Meissa Vaccines’ intranasal live attenuated chimeric virus-based vaccine for SARS-CoV-2 (and its variants) recently was cleared for Phase I trials, which will start at the end of March. Unlike other live attenuated virus vaccines, it employs codon deoptimization to evoke a stronger-than-usual immune response.
If approved, it holds the potential of providing several years of immunity for COVID-19, thus greatly easing the administration and manufacturing burden for what seems likely to be an endemic disease.
The vaccine, known as MV-014-212, is based on the company’s respiratory syncytial virus (RSV) vaccine, which has Fast Track designation. That vaccine currently is in Phase II trials, where it appears well-tolerated in adults and in children as young as 15 months.
“Live attenuated virus-based vaccines have, historically, provided longer-lasting immunity (than other vaccine delivery methods,” Marty Moore, Meissa's cofounder, CEO and codeveloper of the technology, told BioSpace.

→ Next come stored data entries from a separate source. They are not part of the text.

Issue #3037, opened 2020-09-17
Improve developer experience with integration tests


2opremio:
Complementary to #3031 

We have our first set of integration tests! (yay! kudos guys!). But (and there is always a but) the developer experience could be improved:

1. Environment variables need to be set in order to establish:
   a. That we in fact want integration tests to run (`HORIZON_INTEGRATION_TESTS`). We could use [go build tags for that](https://mickey.dev/posts/go-build-tags-testing/), I think.
   b. Where to find the Horizon binary (`HORIZON_BIN_DIR`). This is pretty (particularly in developer machines other than Linux, since it expects a Linux binary) since you need to manually recompile the binary every time you make a Horizon change. As a developer, I would expect that running an integration test automatically propagates my source-code tree.
   c. Whether to re-create the scaffolding (`HORIZON_SKIP_CREATION`). As a developer writing an integration test I want the feedback loop to be as fast as possible without recreating infrastructure and without needing to specify so explicitly.

2. It is stateful. A container is created every time a test is run and sometimes is left behind (if something goes wrong), breaking successive runs.

Additionally I want to insist on the importance of running tests quickly (particularly in the context of #3031). As a developer, I don't want to wait 10 seconds every time I run a test and I don't want to bookkeep the Horizon binary (which takes time).

Ideally, the test creation code would be smart about the work already done in prior runs (e.g. reusing the standalone network). We could make this opt-out (or opt-in) and provide different levels of reusability.

2opremio:
After needing to debug a bug in horizon found through integration tests, I think it would be fantastic if you could run Horizon from the test itself instead of using an opaque binary in the container.

The integration test machinery would spawn Horizon in the host, as part of the test code, making it easy to debug exactly what is happening in Horizon.

leighmcculloch:
Where do the integration tests live? I was trying to find `HORIZON_INTEGRATION_TESTS` in the code and I could not find it.

I used build tags in `pasapeso-backend` for integration tests and the one thing I will say is the downside of doing that is there's no visibility that tests aren't running, and the tests won't be compiled locally when building without the tags. The advantage of using an env var, or adding a custom flag to the go test command, and then checking either in the test itself is you call `t.Skip()` and then there's visibility to what tests are being skipped.

2opremio:
> Where do the integration tests live?

in the `protocol-14` branch until it's released.

Shaptic:
[...]

PR #3143, opened 2020-10-20
services/horizon: Move integration tests away from stellar/quickstart.

### LINKED ISSUE #3031: Use docker-compose workflow in integration tests
Improving upon Bartek's initial implementation of https://github.com/stellar/go/issues/2812 we can use docker compose to spin up a new stand alone network instead of using the stellar quick start docker image.

The advantage of using docker compose is that we can simplify the integration test scaffolding. In the current implementation, we use the golang docker client to programmatically create a docker container from the quickstart image to run the standalone network. Instead, we can simply run the [start script](https://github.com/stellar/go/blob/master/services/horizon/docker/start.sh) as a shell command to spawn the standalone network.  For the tear down process we can run `docker-compose down -v` as a shell command.

Another big advantage of using the docker compose workflow is that we don't need to build a horizon binary from source and copy it over to the quickstart docker container.

We will need to modify the docker-compose workflow slightly in order to support the integration tests workflow.

In particular, we need to make sure that [`horizon ingest init-genesis-state`](https://github.com/stellar/go/pull/2910) is executed when horizon starts running the stand alone network. Otherwise, Horizon ingestion will not start until the first checkpoint ledger is created by stellar core which takes around 5 minutes.

We also will need to make the protocol version configurable in the docker compose workflow. At the moment, the protocol version for the stand alone network is hard coded in the docker-compose yaml file.

### LINKED ISSUE #3121: Move integration tests away from the stellar/quickstart:testing image.
There are too many problems with the developer experience when relying on this all-in-one image that will likely be deprecated in favor of the Docker Compose solution as a "getting started" method soon.

Many issues are covered in #3037; in summary, give me flexibility & speed or give me death.

Shaptic:
<details>
  
### PR Structure

  otherwise).
  packages.

### Thoroughness

### Release planning

</details>

### What
This moves the integration test infrastructure away from creating a stellar/quickstart:testing instance for each test, preferring instead to use the modular Docker Compose method.

### Why
We want more flexibility with our integration tests; see #3037 for more discussion. 

This closes #3031 and closes #3121.

### Known limitations
A couple of kinks:
 - Ctrl+C is unreliable as far as cleanup goes, but per discussion below we may want to address this in a later PR, since it it that failing tests are properly handled on the next run.


go.list
```diff
@@ -125,17 +125,20 @@ github.com/yalp/jsonpath v0.0.0-20150812003900-31a79c7593bb
...
+golang.org/x/net v0.0.0-20200822124328-c89045814202
 golang.org/x/oauth2 v0.0.0-20190226205417-e64efc72b421
-golang.org/x/sync v0.0.0-20190423024810-112230192c58
-golang.org/x/sys v0.0.0-20190606165138-5da285871e9c
+golang.org/x/sync v0.0.0-20200625203802-6e8e738ad208
+golang.org/x/sys v0.0.0-20200323222414-85ca7c5b95cd
 golang.org/x/text v0.3.3
-golang.org/x/tools v0.0.0-20190624180213-70d37148ca0c
+golang.org/x/tools v0.0.0-20201019175715-b894a3290fff
+golang.org/x/xerrors v0.0.0-20200804184101-5ec99f83aff1
```
bartekn, line 141: Can you explain why changes in dependencies were required?

services/horizon/internal/test/integration/integration.go
```diff
@@ -166,99 +170,48 @@ func NewTest(t *testing.T, config Config) *Test {
...
 	config, configOpts := horizon.Flags()
-
 	cmd := &cobra.Command{
 		Use:   "horizon",
 		Short: "client-facing api server for the stellar network",
-		Long:  "client-facing api server for the stellar network. It acts as the interface between Stellar Core and applications that want to access the Stellar network. It allows you to submit transactions to the network, check the status of accounts, subscribe to event streams and more.",
+		Long: `client-facing api server for the stellar network. It acts as the
+interface between Stellar Core and applications that want to access the Stellar
+network. It allows you to submit transactions to the network, check the status
+of accounts, subscribe to event streams and more.`,
```
bartekn, line 183: Nit: fix alignment.
```suggestion
		Long:
`client-facing api server for the stellar network. It acts as the interface
between Stellar Core and applications that want to access the Stellar network.
It allows you to submit transactions to the network, check the status of
accounts, subscribe to event streams and more.`,
```

services/horizon/internal/test/integration/integration.go
```diff
@@ -635,3 +518,9 @@ func panicIf(err error) {
 		panic(err)
 	}
 }
+
+func fatalIf(t *testing.T, err error) {
```
bartekn, line 522: Not in a scope of this PR but can we replace `panicIf` with `fatalIf`. I can be wrong but I think I noticed that `Cleanup` is not called in case of `panic`.

services/horizon/internal/test/integration/integration.go
```diff
@@ -78,86 +78,90 @@ func NewTest(t *testing.T, config Config) *Test {
...
 
-	if !skipCreation {
-		err = createTestContainer(i, image)
-		if err != nil {
-			t.Fatal(errors.Wrap(err, "error creating docker container"))
+	// Walk up the tree until we find "go.mod", which we treat as the root
+	// directory of the project.
+	current, err := os.Getwd()
+	fatalIf(t, err)
+	for !directoryContains(current, "go.mod") {
```
bartekn, line 106: I think in correctly configured environment you should be able to find the project root by concatenating `$GOPATH` env variable and `src/github.com/stellar/go`.

services/horizon/internal/test/integration/integration.go
```diff
@@ -1,22 +1,22 @@
...
+	"path"
+	"path/filepath"
+	"runtime"
 	"strconv"
 	"syscall"
 	"testing"
 	"time"
 
 	"github.com/docker/docker/api/types"
 	"github.com/docker/docker/api/types/container"
```
bartekn, line 19: We should be able to remove all `docker/docker/*` dependencies now. Where do we use it?

services/horizon/docker/docker-compose.standalone.yml
```diff
@@ -14,10 +14,10 @@ services:
     environment:
       - HISTORY_ARCHIVE_URLS=http://host.docker.internal:1570
       - NETWORK_PASSPHRASE=Standalone Network ; February 2017
-  # this container will invoke a request to upgrade stellar core to protocol 13
+  # this container will invoke a request to upgrade stellar core to protocol 14 (by default)
   core-upgrade:
     restart: on-failure
     image: curlimages/curl:7.69.1
-    command: ["-v", "-f", "http://host.docker.internal:11626/upgrades?mode=set&upgradetime=1970-01-01T00:00:00Z&protocolversion=13"]
+    command: ["-v", "-f", "http://host.docker.internal:11626/upgrades?mode=set&upgradetime=1970-01-01T00:00:00Z&protocolversion=${PROTOCOL_VERSION:-14}"]
```
bartekn, line 21: Maybe we can upgrade to the [latest version available](https://github.com/stellar/docker-stellar-core-horizon/blob/14188afdd9d30cb45890b90b217f6e3aabf85d63/start#L284-L287) if it's not set?

2opremio:
@Shaptic could you please make sure that the captive-core integration tests (which are currently disabled until #3144 ) are also ported?

services/horizon/internal/test/integration/integration.go
Shaptic: From what I gather, this would give you the `go get` version on the master branch, but I think we're much likelier to want to use our local branch/repo. Unless, of course, I don't fall into the category of a "correctly configured environment" :sweat_smile:

go.list
Shaptic: Hmm, nope, I can't really explain. This was just a result of running the code; I thought Go just normally auto-updated the dependencies or something. I'll look into it.. hopefully can find a better reason.

services/horizon/internal/test/integration/integration.go
Shaptic: `go fmt` doesn't like this!

services/horizon/internal/test/integration/integration.go
Shaptic: Yep, `IntegrationTest.Close()` was still doing Docker things but we don't call the method anymore.

.circleci/config.yml
```diff
@@ -419,6 +418,9 @@ jobs:
           command: |
             echo "export HORIZON_INTEGRATION_TESTS=true" >> $BASH_ENV
             echo "export HORIZON_BIN_DIR=~/go/src/github.com/stellar/go" >> $BASH_ENV
+      - run:
+          name: Pull latest Stellar Core image
+          command: docker pull stellar/stellar-core
```
2opremio, line 423: I think I would pin this to a specific version

services/horizon/docker/docker-compose.integration-tests.yml
```diff
@@ -0,0 +1,25 @@
+version: '3'
```
2opremio, line 1: Can't we reuse (or at least piggyback on) the standalone configuration file?

services/horizon/docker/stellar-core-integration-tests.cfg
```diff
@@ -0,0 +1,28 @@
+# simple configuration for a standalone test "network"
+# see stellar-core_example.cfg for a description of the configuration parameters
```
2opremio, line 2: Did you consider using a template instead of having multiple configuration files?

services/horizon/docker/docker-compose.integration-tests.yml
tamirms: it doesn't make sense override the standalone condiguration anymore. there are too many differences and we only need two containers (stellar core and stellar core postgres)

services/horizon/internal/test/integration/integration.go
```diff
@@ -85,191 +67,131 @@ func NewTest(t *testing.T, config Config) *Test {
...
-	image := "stellar/quickstart:testing"
-	skipCreation := os.Getenv("HORIZON_SKIP_CREATION") != ""
-
-	if skipCreation {
-		t.Log("Trying to skip container creation...")
-		containers, _ := i.cli.ContainerList(
-			context.Background(),
-			types.ContainerListOptions{All: true, Quiet: true})
+	// Lets you check if a particular directory contains a file.
+	directoryContains := func(root string, needle string) bool {
```
2opremio, line 71:
```suggestion
	directoryContainsFileName := func(dir string, filenameToFind string) bool {
```

services/horizon/internal/test/integration/integration.go
```diff
@@ -85,191 +67,131 @@ func NewTest(t *testing.T, config Config) *Test {
...
 
-	if !skipCreation {
-		err = createTestContainer(i, image)
-		if err != nil {
-			t.Fatal(errors.Wrap(err, "error creating docker container"))
-		}
-	}
+	// Walk up the tree until we find "go.mod", which we treat as the root
+	// directory of the project.
+	current, err := os.Getwd()
```
2opremio, line 86: Doesn't this assume you run the integration tests from the current directory? I am not sure this will always be the case (e.g. from IDEs).

Maybe this will work https://stackoverflow.com/a/18537792/1914440

2opremio:
> * I've only tested on Linux so far (for obvious reasons) which has some quirks relative to other platforms, purely judging from the `start.sh` script we have.
> 
> * Ctrl+C reaaaally does not work well, and I haven't looked at what happens when tests fail, either.
> 
> * It's still TBD whether or not we want to run the `horizon-postgres` container: from a "just let me run the tests" perspective, it might be better/cleaner to keep the DBs as self-contained as possible.

Is this resolved?

services/horizon/docker/stellar-core-integration-tests.cfg
tamirms: could you elaborate on how we could use a template here (e.g. what templating engine would we use, how would we invoke the template to generate the actual configuration we need) ?

2opremio: e.g. https://golang.org/pkg/text/template/ would probably be enough , you would need to use Go (e.g. from the integration tests) to fill it up.

.circleci/config.yml
bartekn: It's worth checking the latest version to confirm it tests work with the latest core version.

services/horizon/internal/integration/protocol14_state_verifier_test.go
```diff
@@ -118,16 +118,17 @@ func TestProtocol14StateVerifier(t *testing.T) {
...
 	// Wait for the second checkpoint ledger and state rebuild
 	// Core will push to history archives *after* checkpoint ledger
-	itest.CloseCoreLedgersUntilSequence(secondCheckpoint + 1)
+	err = itest.CloseCoreLedgersUntilSequence(secondCheckpoint + 1)
 	assert.NoError(t, err)
 
 	// Wait for the third checkpoint ledger and state verification trigger
 	// Core will push to history archives *after* checkpoint ledger
-	itest.CloseCoreLedgersUntilSequence(thirdCheckpoint + 1)
+	err = itest.CloseCoreLedgersUntilSequence(thirdCheckpoint + 1)
```
bartekn, line 131: Thanks!

services/horizon/docker/stellar-core-integration-tests.cfg
tamirms: ok, I think we'll definitely take this approach if we need to generate several stellar core configurations for the different integration test cases. for now it seems that this stellar core configuration will work for all the integration test cases

services/horizon/internal/test/integration/integration.go
bartekn: This is what I mean by [correctly configured environment](https://golang.org/doc/gopath_code.html#Organization) but I should rather say typical environment. AFAIR, since go modules were introduced there were some issues when the code was outside $GOPATH. We can leave existing code if it works, it was more _nit_.

tamirms:
> I've only tested on Linux so far (for obvious reasons) which has some quirks relative to other platforms, purely judging from the start.sh script we have.

I've removed the platform specific quirks so it should work on all operating systems which can run docker-compose. I've run the tests locally on my macbook and on linux via circleci.

> It's still TBD whether or not we want to run the horizon-postgres container: from a "just let me run the tests" perspective, it might be better/cleaner to keep the DBs as self-contained as possible.

Let's not run the horizon-postgres container for now. 

> Ctrl+C reaaaally does not work well, and I haven't looked at what happens when tests fail, either.

When the tests fail, the cleanup hook will destroy all the docker containers created by the integration tests.
Ctrl+C seems to abort instantly for me. However, when I Ctrl+C the docker containers from the integration tests are still running.

services/horizon/internal/integration/protocol14_state_verifier_test.go
2opremio: +1

services/horizon/internal/test/integration/integration.go
Shaptic: The only assumption is that the test is run from _somewhere within the project_. I tried a few methods: your linked one, an approach via [runtime.Caller](https://golang.org/pkg/runtime/#Caller), and the above. This one appeared to be the most reliable; however, I could be wrong (esp. since Goland, Sublime, and VS Code probably all do things slightly differently) and we may need to adjust this.

Shaptic:
I refactored a small bit regarding how we find the docker-compose file in the latest changes 4ede3af69a8e0c79040748def271013b1e912fef.

Unrelated to the above (fails w/ and w/o the changes), but on my local it looks like a single test will fail intermittently with a "still ingesting" error. I've tried but can't track down the cause; it appears to only happen on either `TestProtocol14StateVerifier` or `TestProtocol15Basics`. Not when run individually, mind you, but if all of the tests are run. 

I can definitely see our introduction of concurrency to testing (incl. the captive core stuff) causing hard-to-track-down and [Heisenbug-esque](http://www.catb.org/jargon/html/H/heisenbug.html) test failures. I'm not sure if this is just something mucked up with my environment, but are we ready to merge this?

tamirms:
@Shaptic I thought I fixed the "still ingesting" error earlier in https://github.com/stellar/go/pull/3143/commits/016c91e9da8922aa314f662f24813be09da710ca . But then I saw your comment and was able to reproduce the error in CircleCI. I finally figured out the cause and it's because the root endpoint determines the sequence numbers from a global `ledger.State` variable. This global variable is mutable and persists between test runs. Horizon periodically calls `ledger.SetState()` to update the variable. However, it's possible that the check in https://github.com/stellar/go/pull/3143/commits/016c91e9da8922aa314f662f24813be09da710ca is executed before `ledger.SetState()` is called for the first time by the new Horizon instance.

In https://github.com/stellar/go/pull/3143/commits/027a48c5191625ef43c7d73de4fb11f411bf0c64 , I make sure to clear the ledger state after every test run. This will ensure that `waitForHorizon()` will make sure to wait until Horizon ingestion is ready.

I have run the integration tests on CircleCI 5 times with this latest fix and so far there haven't been any failures.

Shaptic:
Wow, ridiculously subtle, thanks for noticing that! I ran the suite a few times locally, as well: only seeing green :tada:. I think we can push back resolving the Ctrl+C inconsistencies to another PR to get this in and running. 

@stellar/horizon-committers anything we're missing?

services/horizon/internal/test/integration/integration.go
```diff
@@ -85,191 +66,105 @@ func NewTest(t *testing.T, config Config) *Test {
...
-	if os.Getenv("HORIZON_INTEGRATION_ENABLE_CAPTIVE_CORE") == "" {
-		i.startHorizon(containerInfo, coreURL)
+	// Register cleanup handlers (on panic and ctrl+c) so the containers are
+	// stopped even if ingestion or testing fails.
+	cleanup := func() {
+		if i.app != nil {
+			i.app.Close()
+			// Clear the ledger state otherwise the root response
+			// will contain ledger information from the previous test run
+			ledger.SetState(ledger.State{})
```
bartekn, line 102: Good catch @tamirms. Created an issue for this: https://github.com/stellar/go/issues/3195.

services/horizon/internal/test/integration/integration.go
```diff
@@ -2,80 +2,61 @@
...
 )
 
 const (
 	NetworkPassphrase           = "Standalone Network ; February 2017"
-	stellarCorePostgresPassword = "integration-tests-password"
+	stellarCorePostgresPassword = "mysecretpassword"
 	adminPort                   = 6060
+	stellarCorePort             = "11626"
+	stellarCorePostgresPort     = "5641"
+	historyArchivePort          = "1570"
```
bartekn, line 40: Nit: make all ports variables integers for consistency?

bartekn (approved):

Their ability to be administered in a single dose is a particular benefit during the COVID-19 pandemic, he said, and makes them especially attractive for difficult-to-vaccinate populations and in regions where ultra-cold freezers are uncommon.
“The challenge for a live attenuated vaccine is to ensure it is properly attenuated and therefore cannot cause disease by infection,” Moore said. In this case, “We removed the RSV surface proteins and replaced them with the SARS-CoV-2 Spike (S) protein,” increasing antigen expression and either decreasing or eliminating expression of the immune suppressors.